War, trade and agriculture spread rice disease across Africa

Since the mid-1800s, human activities have rapidly facilitated the spread of rice yellow mottle virus (RYMV), a pathogen that infects rice, far and wide across Africa, according to a new study led by Eugénie Hébrard, at the Institut de Recherche pour le Développement (IRD, France), published June 17, 2025 in the open-access journal PLOS Pathogens.

RYMV is a pathogen that infects rice and a few related grass species, and that poses a major threat to rice production in Africa. In the new study, researchers investigated how human history has shaped the spread of RYMV, looking at how distinct strains of RYMV evolved in different locations and times.

The research team compared the gene sequences that code for a viral protein or the full-length viral genomes, fromup to 335 virus samples collected across more than 770,000 square miles in East Africa between 1966 and 2020. Based on variations and similarities in the gene sequences, the researchers found evidence that RYMV emerged in the middle of the 1800s in the Eastern Arc Mountains, a biodiversity hotspot, located in what is now Tanzania, where people grew rice slash-and-burn agriculture. Several spillovers of RYMV from wild grasses into cultivated rice were identified, with the virus rapidly spreading to the nearby rice growing areas, including Kilombero valley and the Morogoro region in southern Tanzania.

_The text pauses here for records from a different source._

PR #37, opened 2026-08-08
feat(store): make the bridge keystore namespaces a documented contract

jlucaso1:
## Summary

A consumer writing a custom store gets two things it did not have:

- `isBridgeInternalKeyType(type)` and `BRIDGE_INTERNAL_KEY_TYPES`, exported from the package root, to tell bridge-internal state apart from Signal key material when enumerating, counting, exporting or migrating a store. Both derive from the routing catalog in `src/Compatibility/legacy-store/constants.ts`, not from a second list.
- A README section that says the key store receives bridge state, which prefixes it arrives under, that an empty key store is not a "no session" signal here, and what the first-run check actually is.

## The report

A production bot aliased to `@oxidezap/baileyrs@0.1.0` used its keys table to decide whether this was a first run:

```js
const stmtCountKeys = db.prepare('SELECT COUNT(*) AS n FROM wa_keys')
const isEmpty = () => !creds.registered && !creds.me?.id && stmtCountKeys.get().n === 0
```

After the migration the store reported a session that did not exist forever: the bot skipped its pairing-method menu, the lib emitted a QR nobody rendered, and the process sat in `connecting`. Dropping the `COUNT(*)` term fixed it.

Reproduced with an instrumented `SignalKeyStore`, fresh creds, a dead-end TCP listener so no pairing can happen:

```
creds.registered = false | creds.me = undefined

keystore set() calls before pairing: 8   (all to namespace bridge-native-device)
surviving rows: bridge-native-device / device

isEmpty() OLD => false   <- the defect
isEmpty() NEW => true
```

One detail worth recording: `bridge-native-device/account` is also written, as a null, so a store that treats a null write as a delete keeps one row while one that inserts nulls keeps two. Either way `COUNT(*)` is non-zero before pairing, which is all the broken check needed.

## Root cause

**Not pre-keys.** Pre-keys are uploaded at login in both upstream (`CB:success`) and here (`upload_pre_keys_at_login` in the core), so before pairing the keystore receives zero pre-key writes. That correction matters, because it changes what the fix is.

What is written is bridge-internal state. baileyrs uses the Baileys `SignalKeyStore` as the persistence channel for things that are not Signal keys, under the namespaces catalogued as `MirrorStore` (`bridge-native-*`, ten entries) and `RawStore` (`bridge-*`, seven). The first one to land is `bridge-native-device`: the core reads its device record during engine init, and `wrapLegacyStore`'s device route mirrors the projection back into the store on that read, while the socket is still `connecting`.

Upstream keeps the equivalent state in `creds`, written by `saveCreds` and kept out of `keys` entirely. That is the whole reason counting rows in `keys` works there and lies here.

Scope of who is affected: only the `wrapLegacyStore` path, i.e. the upstream `{ creds, keys }` shape (auto-wrapped, and `useLegacyMultiFileAuthState`). `useMultiFileAuthState` builds its `keys` as a projection over the engine's own store via `projectNativeStore`, which only ever speaks the Baileys namespaces, so no `bridge-` name surfaces there. The README says so, because it decides whether a reader needs the filter at all.

## Scope

Two fixes were possible:

- **A** separate the channels, so `keys` carries nothing but Signal key material and real parity is restored. Needs a migration for every session already paired against the current namespaces, including stores this project does not own.
- **B** treat the divergence as a public contract: documented, and filterable.

B is what this PR does. A stays the correct end state and is recorded as an open item in the local `COMPATIBILITY_TODO.md` (kept out of git via `.git/info/exclude`) with the deferral reason and the constraints a future migration has to respect. Nothing here renames, reshapes or reroutes an existing namespace, so no paired session is touched.

## The tests as documentation

`src/__tests__/bridge-keystore-namespaces.test.ts`:

- **The observed behavior, fixed.** A real socket, fresh creds, a local listener that accepts and drops every connection so pairing is impossible. It waits for the first keystore write, then asserts creds are still unpaired, every namespace written is classified internal, `bridge-native-device` is among them, and the reported `COUNT(*)` check is false while the creds check is true. Verified by mutation: making the adapter drop `bridge-`-prefixed buckets before `keys.set` makes this test time out on "the engine never wrote to the keystore" instead of passing.
- **Exhaustiveness over the catalog.** Iterates `MirrorStore` and `RawStore` and asserts each is internal, and separately asserts the exported list equals the catalog's `nativeType` set. Add `bridge-native-something` in six months and both keep holding; hardcode the list instead and the second one fails immediately (verified).
- **The other side.** Iterates `LegacyStore` plus `sender-key-memory` and asserts none is internal, so a classifier that answered "internal" to everything cannot pass.
- **The prefix trap.** `bridge`, `bridged-native-device`, `native-device`, `my-bridge-native-device`, `pre-key-bridge` are all not internal, while a catalog-absent `bridge-native-future-store` is, which pins the matching decision below.
- **Edges.** `''`, `undefined`, `null`, `0`, `42`, `{}`, `[]`, a symbol and a function all return false, none throws. Dropping the `typeof` guard fails this one (verified).

## Prefix matching

The classifier matches the reserved `bridge-` prefix first, then falls back to the derived exact set.

Prefix wins because the failure this PR exists to prevent is a *future* namespace surprising someone. A store filtering on an exact list has to be rebuilt and redeployed every time the catalog grows; the same store filtering on the prefix keeps working. The cost of a prefix match is misclassifying a legitimate Signal namespace that happens to start with `bridge-`, and there is none: no upstream `SignalDataTypeMap` key starts with it, so the prefix is declared reserved in the README.

The exact set is kept as a fallback rather than dropped, so a namespace that one day does not use the prefix is still classified, and it is exported in its own right because a SQL store wants it for a `NOT IN (...)` clause.

## Validation

```
npm run format
npm run lint          # tsc + oxlint, clean
npm test              # 846 tests, 217 suites, 0 failures
npm run compat:audit  # 97.92% (21888/22354), unchanged
```

The three new exports show up in the emitted declarations (`lib/Compatibility/legacy-store/namespaces.d.ts`, re-exported through `lib/Utils/wrap-legacy-store.d.ts`) and the auditor classifies all three as `extra`, not `missing` or `mismatch` -- upstream has no equivalent because it does not have the problem.

`test:e2e` not run: it needs a mock server that is not available here.

---
_Generated by [Claude Code](https://claude.ai/code/session_01GFh1ygyuQTkST9Lp5DmU76)_

---
## Summary by cubic
Formalize and document bridge keystore namespaces, and expose a classifier API so custom stores can ignore bridge-internal state. Prevents first-run checks from breaking when `bridge-native-device` is written before pairing.

- **New Features**
  - Exported `isBridgeInternalKeyType`, `BRIDGE_INTERNAL_KEY_TYPES`, and `BRIDGE_INTERNAL_KEY_PREFIX` from `@oxidezap/baileyrs` to classify and filter `bridge-*` namespaces. README adds “Bridge state in your key store”: explains that `bridge-*` keys are not Signal keys, can appear before pairing, the prefix is reserved, how to filter, and that backups/store-to-store moves must keep these rows. Also clarifies that `BRIDGE_INTERNAL_KEY_TYPES` lists only bridge-internal namespaces, and notes that aliased installs can import from `@whiskeysockets/baileys`.

- **Migration**
  - Do not use key counts to detect first run. Use `!creds.registered && !creds.me?.id`.
  - When producing an upstream-shaped view (enumerating/exporting to Baileys shape), filter with `isBridgeInternalKeyType(type)` or exclude `BRIDGE_INTERNAL_KEY_TYPES`. Do not drop `bridge-*` rows in backups or store-to-store moves.

<sup>Written for commit dfcbb7c42c1ee4dd1f0a9a7d8b1c88960f0e0fa8. Summary will update on new commits.</sup>


jlucaso1:
Two of the three Codex findings were real and are fixed in 048f0ed.

**NUL bytes (P2): correct, and worse than it looked.** The file had three literal NUL bytes at the `${type}\0${id}` delimiter, so git stored the blob as binary and `git show` reported nothing but "Binary files differ". Replaced with the `\0` escape, same runtime delimiter. The committed blob is text now, so the diff is reviewable.

**Backup and migration advice (P1): correct.** "Skip the bridge rows when exporting or migrating" was wrong advice for a full backup. The raw namespaces (`bridge-signed-prekey`, `bridge-sender-key-devices`, `bridge-base-key`, `bridge-sent-message`, `bridge-msg-secret`, `bridge-mutation-mac`, `bridge-meta`) have no `legacyType` in the routing catalog at all, and a session that took the `NATIVE_ONLY_PROJECTION` path is written to `bridge-native-session` with no legacy counterpart, so restoring only the non-bridge rows loses that state or rolls the session back. The advice is now scoped to upstream-shaped views and counts, with an explicit note that a backup or a baileyrs-to-baileyrs move carries every `bridge-` row across.

**Import specifier (P2): leaving as is.** Every example in this README imports from `@oxidezap/baileyrs`, and the drop-in section already states that an aliased install makes each `@whiskeysockets/baileys` import resolve here. Caveating this one snippet and no other would read as if the rule applied only to the classifier.

---

jlucaso1:
Both cubic findings taken, in dfcbb7c.

**`BRIDGE_INTERNAL_KEY_TYPES` label: right, the comment was wrong.** `wrapLegacyStore` writes the projected Baileys namespaces to the same store, so "everything the bridge can write" described the wrong set. Now says it is every bridge-internal namespace, and adds that the store also holds the namespaces the engine projects into it.

**Import specifier: reversing my earlier call.** I declined this when Codex raised it, on the grounds that every README example uses the canonical specifier and the alias mapping is stated once globally. Two reviewers landing on it changed my mind, and the argument that actually matters is one I missed: the Quick Start is written for new projects, but this section is written for people migrating a custom store off upstream, who are exactly the readers most likely to have installed under the alias and nothing else. One line above the import now points them at the specifier they have.

---

PR #38, opened 2026-08-09
fix(legacy-store): accept status/broadcast sender-key addresses

Salientekill:
## Problem

Sender keys are not exclusive to groups. Status updates and broadcast lists fan
out through the same sender-key mechanism, so `status@broadcast:<address>`
reaches the legacy-store translator alongside `<group>@g.us:<address>`.

`legacySenderKey` anchors the chat part on `@g.us:`:

```ts
const groupTerminator = `${SignalAddressSyntax.DOMAIN}${SignalDomain.GROUP}${SignalAddressSyntax.JID_DEVICE}` // "@g.us:"
const groupEnd = key.indexOf(groupTerminator)
if (groupEnd < 0) throw new TypeError(`invalid native sender-key address: ${key}`)
```

so every status address throws. Reproduction against `0.1.1`:

```js
import { legacyKey } from '@oxidezap/baileyrs/lib/Compatibility/legacy-store/routing.js'

legacyKey('sender_key', '120363000000000001@g.us:5511900000001@c.us.0') // ok
legacyKey('sender_key', 'status@broadcast:5511900000001:76@c.us.0')     // TypeError
```

Because the throw happens inside a storage operation, it aborts whatever
triggered it. In production this surfaced as `sendMessage` failing for an
**unrelated group** — the offending key has nothing to do with the chat being
written to:

```
Error [WhatsAppError]: storage operation failed: JS delete: invalid native
sender-key address: status@broadcast:5586XXXXXXXXX:76@c.us.0
  kind: 'storage',
  operation: 'JS delete: invalid native sender-key address: status@broadcast:5586XXXXXXXXX:76@c.us.0'
```

It reproduces on any bot that receives status updates while using an
upstream-style `auth: { creds, keys }` store (the `wrapLegacyStore` path).

## Fix

Parse the chat part by **shape** instead of by domain: the chat is everything
before the first `:` that follows the `@`, validated as a JID. Which chats fan
out through sender keys is the core's namespace, so this boundary validates the
form and stays out of that decision. Groups, `status@broadcast`, broadcast
lists and any chat kind the core adds later all translate without a new entry
here.

The same rule now applies in **both** directions. `nativeSenderKey` used to
accept any `<chat>::<user>::<device>` and hand back an address that
`legacySenderKey` would then reject:

```js
nativeKey('sender_key', 'nochat::5511900000001::0')      // ok -> nochat:5511900000001@c.us.0
legacyKey('sender_key', 'nochat:5511900000001@c.us.0')   // TypeError
```

That asymmetry was the evidence the original behaviour was a defect rather than
a policy, so closing it is part of the fix.

The shape check excludes whitespace and control characters, not just the
separators. No JID carries them, and one that slips through becomes a storage
key that is invisible in a log and unmatchable by a later lookup.

`constants.ts` is unchanged: `SignalDomain` is the vocabulary of Signal
*address* domains, and `broadcast` is a chat domain, so it does not belong
there.

## Tests

`src/Compatibility/__tests__/legacy-store-sender-key-routing.test.ts` covers
group, status and broadcast addresses, an unknown chat domain, chats carrying
whitespace or a control character, the round-trip in both directions, and keeps
the rejection for malformed addresses.

Batch behaviour is deliberately unchanged: a genuinely malformed key still
fails the whole `deleteMany`, so a bad key surfaces instead of being skipped in
silence.

- `node --test` — 909 passing
- `tsc --noEmit` — clean
- `oxfmt --check src` / `oxlint` — clean

Each fix commit is paired with the test that pins it, and reverting the fix
alone makes that test fail — so the tests are tied to the behaviour rather than
to the implementation.

---
## Summary by cubic
Accept sender-key addresses from status, broadcast lists, and any chat JID in the legacy-store translator to stop storage errors during status reception. This prevents unrelated `sendMessage` calls from failing.

- **Bug Fixes**
  - Parse chat by JID shape (not domain) so groups, `status@broadcast`, broadcast lists, and future chat kinds translate.
  - Make `legacyKey` and `nativeKey` symmetric; enforce a valid chat JID (reject whitespace/control chars); reject malformed addresses in both directions; add tests for unknown domains and round-trips.
  - Fix batch deletes: mixed group/status `deleteMany` succeeds; malformed keys still fail the batch.

<sup>Written for commit c9b9587d5de6fab31c73b0cc00923452f1bf58ed. Summary will update on new commits.</sup>

## Summary by CodeRabbit

* **Bug Fixes**
  * Improved sender-key routing for status updates and broadcast lists.
  * Added validation for supported chat address formats.
  * Ensured sender-key conversions reject malformed addresses with clear errors.
  * Improved batch deletion so valid keys are removed safely while malformed entries are rejected without partial deletion.

* **Tests**
  * Added coverage for group, status, broadcast, hosted, unknown, and malformed chat addresses.

### DIFF
--- a/src/Compatibility/__tests__/legacy-store-sender-key-routing.test.ts
+++ b/src/Compatibility/__tests__/legacy-store-sender-key-routing.test.ts
@@ -1,12 +1,9 @@
 /**
- * Sender-key addresses are not exclusive to groups.
- *
- * Status updates and broadcast lists fan out through the same sender-key
- * mechanism as groups, so `status@broadcast:<address>` reaches the legacy-store
- * translator just like `<group>@g.us:<address>` does. Anchoring the chat part on
- * `@g.us:` made every status address throw `invalid native sender-key address`,
- * and since the throw surfaces inside a storage operation it aborts whatever
- * triggered it — a `sendMessage` to an unrelated group, for example.
+ * A sender key is `<chatJid>:<signalAddress>`, and the chat is not always a
+ * group: status updates and broadcast lists fan out through the very same
+ * mechanism, so `status@broadcast:<address>` reaches this translator too.
+ * The throw lands inside a storage operation, so it aborts whatever triggered
+ * it — a welcome message to an unrelated group, for example.
  */
 
 import { describe, it } from 'node:test'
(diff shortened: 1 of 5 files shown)


jlucaso1:
@codex review

PR #43, opened 2026-08-10
test(fuzz): differential fuzzing against upstream Baileys

jlucaso1:
Adds a differential and property-based fuzz suite that generates its own inputs and compares baileyrs against upstream Baileys directly.

## Why

The repository already compares itself to Baileys three ways — the declaration audit, the wire-fidelity audit, and ~50 behavioural compatibility suites — and all three run on inputs somebody wrote down. They find what we imagined. This adds the layer that generates them, using the assets already in the repo as grammars: `PROTO_MESSAGE_SCHEMAS` (498 message types), the `Bridge/schema.ts` event table (58 variants), and a hand-written JID grammar.

The runs recorded **23 differences: 20 open, 3 deliberate**, each in `src/__fuzz__/harness/divergence.ts` with a reason and a review date, most with a minimised reproducer in `src/__fuzz__/corpus/`.

**Several of the 20 are rediscoveries, not discoveries.** `KNOWN_WIRE_GAPS` and `KNOWN_UNSUPPORTED_CODECS` in `scripts/compatibility/proto-runtime-audit.ts` already track the proto schema gaps below, and `scripts/compatibility/__tests__/wire-fidelity.test.ts` already pins the field-number one by name. They are split out under their own heading rather than mixed into the new findings — a registry that presents known gaps as news is a registry nobody should trust about the entries that *are* new.

## New findings

Ordered by how much they matter. None are fixed here — each is a behaviour change to a published API and deserves its own commit and its own review.

**The bridge decoder throws on any 64-bit field outside ±(2^53−1).** Not precision loss: `decodeProto` raises `Value is larger than Number.MAX_SAFE_INTEGER` and the whole message fails to decode, where protobufjs returns a Long. The boundary is exact — `9007199254740991` decodes, `9007199254740992` throws. A legitimate server payload with a large `fileLength` or a microsecond timestamp becomes an error instead of a message. It also means baileyrs cannot always read back bytes it just handed the bridge.

**The bridge event adapter table is a plain object indexed by an untrusted string.** An event type of `constructor` or `toString` resolves through `Object.prototype`, the inherited function is called, and its return value is handed on as a canonical event; `__proto__` throws `adapter is not a function`. The type comes from the server by way of the runtime. A `Map`, `Object.create(null)`, or an `Object.hasOwn` guard fixes it.

[...]

PR #47, opened 2026-08-10
fix: three parity defects the differential fuzzers found

jlucaso1:
Three defects the fuzzers from #43 left open in the registry. Two in the bridge's event dispatch, one in the send path.

## 1. A missing data slot threw instead of dropping the event

30 of the 58 declared event types threw a `TypeError` when an event arrived with no data slot — `data.code` on `undefined`. `adapt.ts` documents the opposite contract ("Result is `null` on unrecoverable shape mismatch"), and the throw does not stay local: it propagates into the socket's event dispatch and takes down the whole event loop rather than the one event.

Every adapter in the table now reads its slot optionally, so the dispatch passes it through exactly as it arrived. Across all 58 types, with both `undefined` and `null`:

```
0 throw · 26 null · 21 noop · 11 emit
```

Six of the eleven never read a slot at all; the other five return a fallback their own author already wrote (`stream_error` its `?? 'unknown'`, `pair_error` its `'Unknown pairing error'`, `offline_sync_completed` its `count: 0`).

> **An approach that was tried and reverted.** The first version substituted `{}` for a missing slot at the dispatch instead. That removes the throws, but `{}` is a perfectly good object — so it walks straight past the `isObject(data)` guard several adapters use to decide a payload is unrecoverable. `history_sync` then built an empty final batch and the socket emitted a spurious `messaging-history.set` where it had previously dropped the event. Caught in review of this PR; the dispatch must not pre-empt that decision, so each adapter owns it. Pinned.

## 2. The event type resolved through the prototype chain

The adapter table is a plain object literal indexed by a string the runtime takes from the server, so an untrusted value was indexing a prototype-bearing lookup. `constructor` and `toString` resolved to inherited functions, were **called**, and had their return values handed on as canonical events — an object and a string respectively. `__proto__` and `valueOf` reached the other failure mode and threw.

The lookup now requires an own property.

```
                          before                  after
data: undefined     30 types throw          0 types throw
data: null          30 types throw          0 types throw
type "constructor"  leaked an object        null (dropped)
type "toString"     leaked a string         null (dropped)
type "__proto__"    threw                   null (dropped)
type "valueOf"      threw                   null (dropped)
```

Events that were already fine are untouched: `connected` still adapts, `qr` with a code still adapts, `qr` without one still drops.

## 3. Forwarding rewrote the caller's own message

`generateForwardMessageContent` shallow-cloned the outer message map and then assigned `contextInfo` onto the *nested* object, which that clone still shares with the caller. And it replaced rather than merged, so forwarding a quoted message stripped `stanzaId` and `participant` from the caller's own object. Upstream leaves the argument untouched.

Only the one object being written is rebuilt, rather than buying upstream's `proto.Message.decode(proto.Message.encode(content))` round trip on a send path. Allocation count is unchanged on the plain-text path — the `extendedTextMessage` built there is already ours, so the context goes straight into the literal — and one shallow spread higher elsewhere, which is the irreducible cost of not writing into someone else's object.

Benchmarked with each input consumed exactly once, because the old implementation mutates its argument and a reused pool would have it take a different path from the second pass onward (the forwarding score accumulates):

| shape | before | after |
|---|---|---|
| conversation (plain text) | 540–556 ns/op | 530–538 ns/op |
| extendedTextMessage | 221–253 ns/op | 155–188 ns/op |
| imageMessage (8 fields) | 228–302 ns/op | 198–201 ns/op |

**Two of the three registry entries on this helper stay open, deliberately.** `copy-shape` and `int64-truncation` come from upstream's round trip converting through `Long` and reshaping the key set — not from the aliasing — so matching them means buying exactly the round trip this avoids. The fuzzer settles which is which rather than a reading of the code: after the fix those two still excuse findings and the mutation entry excuses nothing.

## Registry

Three entries deleted, along with the helpers only they used: `bridge-adapter-throws-on-missing-data`, `bridge-adapter-prototype-chain-lookup`, `forward-message-content-mutates-input`. An allowlist that outlives its divergence is how the same bug comes back unnoticed. Open findings go from 25 to 22.

## Verification

New pins in `src/Bridge/__tests__/adapt.test.ts` and `src/__tests__/forward-message-content.test.ts`, each of which fails when its fix is removed:

```
prototype guard removed        -> # fail 2
data normalisation removed     -> # fail 2
forwarding aliasing restored   -> # fail 3
```

`tsc --noEmit`, `oxlint`, `oxfmt --check` clean. `npm test` 1181 pass / 0 fail. `npm run fuzz` 185 pass / 0 fail. Deep `pure-differential` at 90 pass / 2 fail, matching the pre-change baseline exactly; bridge fuzzer clean on seeds `fixed d1 d5 d9 y1`.

## Not in this change

`proto-decode-above-max-safe-integer` is the most severe finding in the registry — any 64-bit field outside ±(2^53−1) fails the *whole message* decode — but the throw comes from `@oxidezap/whatsapp-rust-bridge`, so it needs a change there rather than here.

🤖 Generated with [Claude Code](https://claude.com/claude-code)

https://claude.ai/code/session_01RvtvVVWQs8AeBqSzS1JpCg

### DIFF
--- a/src/Bridge/__tests__/adapt.test.ts
+++ b/src/Bridge/__tests__/adapt.test.ts
@@ -811,6 +811,20 @@ describe('adaptBridgeEvent — anti-corruption layer', () => {
 			}
 		})
 
+		/**
+		 * The dispatch must not answer this question on an adapter's behalf.
+		 *
+		 * Substituting `{}` for a missing slot was tried and reverted: `{}` is a
+		 * perfectly good object, so it walks past the `isObject(data)` guard several
+		 * adapters use to decide a payload is unrecoverable. `history_sync` then
+		 * built an empty final batch and the socket emitted a spurious
+		 * `messaging-history.set` where it had previously dropped the event.
+		 */
+		it("leaves an adapter's own object guard the last word", () => {
+			expect(adaptBridgeEvent({ type: 'history_sync' } as never)).toBe(null)
+			expect(adaptBridgeEvent({ type: 'history_sync', data: null } as never)).toBe(null)
+		})
+
 		it('drops the events that need their data, and keeps the ones that do not', () => {
 			// `qr` reads a code it has not been given, so there is nothing to emit.
 			expect(adaptBridgeEvent({ type: 'qr' } as never)).toBe(null)
--- a/src/Bridge/__tests__/adapt.test.ts
+++ b/src/Bridge/__tests__/adapt.test.ts
@@ -1,6 +1,6 @@
 import { describe, it } from 'node:test'
 import type { MessageWireInfo, WhatsAppEvent } from '@oxidezap/whatsapp-rust-bridge'
-import { adaptBridgeEvent, adaptBridgeMessageWire } from '../adapt.ts'
+import { adaptBridgeEvent, adaptBridgeMessageWire, KNOWN_BRIDGE_EVENT_TYPES } from '../adapt.ts'
 import { expect } from '../../__tests__/expect.ts'
 import {
 	groupAnnouncementWireFixture,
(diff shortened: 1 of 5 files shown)


jlucaso1:
Two commits pushed. The review finding was a real regression in my previous commit, and the PR now also carries a second fix.

## The `history_sync` finding — correct, and a regression I introduced (`8246bd1`)

Substituting `{}` for a missing data slot removed the throws, but `{}` is a perfectly good object, so it walked straight past the `isObject(data)` guard several adapters use to decide a payload is unrecoverable. `history_sync` built an empty final batch and the socket emitted a spurious `messaging-history.set` where it had previously dropped the event. My own probe had shown it and I read past it:

```
history_sync -> {"type":"historySync","chats":[],"contacts":[],"messages":[], …}
```

The dispatch no longer pre-empts that decision. The slot is passed through as it arrived and every adapter in the table now reads it optionally, which keeps the "never throw" property while leaving each adapter the last word on its own payload. Across all 58 declared types, with both `undefined` and `null`:

```
0 throw · 26 null · 21 noop · 11 emit
emit: connected, disconnected, stream_replaced, client_outdated,
      temporary_ban, qr_scanned_without_multidevice, logged_out,
      pair_error, connect_failure, stream_error, offline_sync_completed
```

Six of those eleven never read a slot at all; the other five return a fallback their own author wrote. `history_sync` is back to `null` and pinned.

## Second fix: forwarding no longer rewrites the caller's message (`340aeed`)

`generateForwardMessageContent` shallow-cloned the outer map and then assigned `contextInfo` onto the *nested* object, which the clone still shares with the caller — and it replaced rather than merged, so forwarding a quoted message stripped `stanzaId` and `participant` from the caller's own object.

Only the one object being written is rebuilt, rather than buying upstream's `proto.Message.decode(proto.Message.encode(content))` round trip on a send path. Allocation count is unchanged on the plain-text path and one shallow spread higher elsewhere — the irreducible cost of not writing into someone else's object.

Benchmarked with each input consumed once, because the old implementation mutates its argument and a reused pool would have it take a different path from the second pass on (the forwarding score accumulates). My first benchmark did reuse a pool and was therefore meaningless:

| shape | before | after |
|---|---|---|
| conversation | 540–556 ns/op | 530–538 ns/op |
| extendedTextMessage | 221–253 ns/op | 155–188 ns/op |
| imageMessage (8 fields) | 228–302 ns/op | 198–201 ns/op |

**Two of the three registry entries on this helper stay open, deliberately.** `copy-shape` and `int64-truncation` come from upstream's round trip converting through `Long` and reshaping the key set — not from the aliasing — so matching them means buying that round trip. The fuzzer settles it rather than my reading: after the fix those two still excuse findings and the mutation entry excuses nothing, so only that one is deleted. I had earlier guessed this change would close all three; it closes one.

An earlier version of the fix spread the nested slot unconditionally and invented a property named `"undefined"` on a message with no content key, where upstream raises a `TypeError`. The differential caught it (`89 pass / 3 fail` against a `90 / 2` baseline); that path now keeps the original assignment.

## Verification

`tsc --noEmit`, `oxlint`, `oxfmt --check` clean. `npm test` 1181 pass / 0 fail. `npm run fuzz` 185 pass / 0 fail. Deep `pure-differential` back to `90 pass / 2 fail`, matching the pre-change baseline exactly. New pins fail when their fix is removed: 3 failures for the forwarding aliasing, 2 for the bridge guards.

---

The study also suggested that humans transported RYMV long distances in infected rice plant matter at multiple points in history. The virus spread along the caravan routes from the Indian Ocean Coast to Lake Victoria in the second half of the 1800s, from East Africa to West Africa at the end of the 1800s, from Lake Victoria to the north of Ethiopia in the second half of the 1900s, and then on to Madagascar at the end of 1970s. Unexpectedly, it moved from the Kilombero Valley to the southern end of Lake Malawi toward the end of the First World War, likely due to rice being a staple food for troops.

Altogether, these findings suggest that transporting contaminated rice seeds was a major factor in spreading RYMV across long distances, not only within East Africa, but also in bringing it from East Africa to West Africa and Madagascar. The researchers conclude that, due to human activities, RYMV can spread as efficiently as some highly mobile zoonotic viruses that humans have contracted from animals. The study also sheds light on the risk of transmitting RYMV and other plant viruses from Africa to other continents.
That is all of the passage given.